◆ **Data for this task**:

PR #770, opened 2023-07-17
Function.parameters => Function.genericParameters

dabrahams:
“Function parameters” already means something else.

### DIFF
--- a/Sources/IR/Analysis/Module+Depolymorphize.swift
+++ b/Sources/IR/Analysis/Module+Depolymorphize.swift
@@ -453,7 +453,7 @@ extension Module {
       name: "<\(list: parameterization.values), \(useScope)>(\(source.name))",
       site: source.site,
       linkage: .module,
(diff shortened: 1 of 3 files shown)


kyouko-taiga:
I think we should consider using the terms "static"/"compile-time" and "dynamic"/"run-time" as qualifiers. they are less ambiguous than the terms "generic" and "non-generic".

dabrahams:
I'm not sure I agree.  Is a dispatch through a witness table implementing a resilient generic static or dynamic?  IMO what you have there is statically typed but dynamically dispatched.

"generic parameter" has a perfectly unambiguous meaning as far as I can tell.

As for “compile-time,” that will become very ambiguous when we start evaluating runtime code in compile-time contexts at compile time.

kyouko-taiga:
Okay, I'm happy to go along with this change. We'll see if it deserve to be revisited once we get to non-type arguments.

◆ **What you will do**: Copy every line of the listing above exactly.

◆ **Solved exercise**:
PR #770, opened 2023-07-17
Function.parameters => Function.genericParameters

dabrahams:
“Function parameters” already means something else.

### DIFF
--- a/Sources/IR/Analysis/Module+Depolymorphize.swift
+++ b/Sources/IR/Analysis/Module+Depolymorphize.swift
@@ -453,7 +453,7 @@ extension Module {
       name: "<\(list: parameterization.values), \(useScope)>(\(source.name))",
       site: source.site,
       linkage: .module,
(diff shortened: 1 of 3 files shown)


kyouko-taiga:
I think we should consider using the terms "static"/"compile-time" and "dynamic"/"run-time" as qualifiers. they are less ambiguous than the terms "generic" and "non-generic".

dabrahams:
I'm not sure I agree.  Is a dispatch through a witness table implementing a resilient generic static or dynamic?  IMO what you have there is statically typed but dynamically dispatched.

"generic parameter" has a perfectly unambiguous meaning as far as I can tell.

As for “compile-time,” that will become very ambiguous when we start evaluating runtime code in compile-time contexts at compile time.

kyouko-taiga:
Okay, I'm happy to go along with this change. We'll see if it deserve to be revisited once we get to non-type arguments.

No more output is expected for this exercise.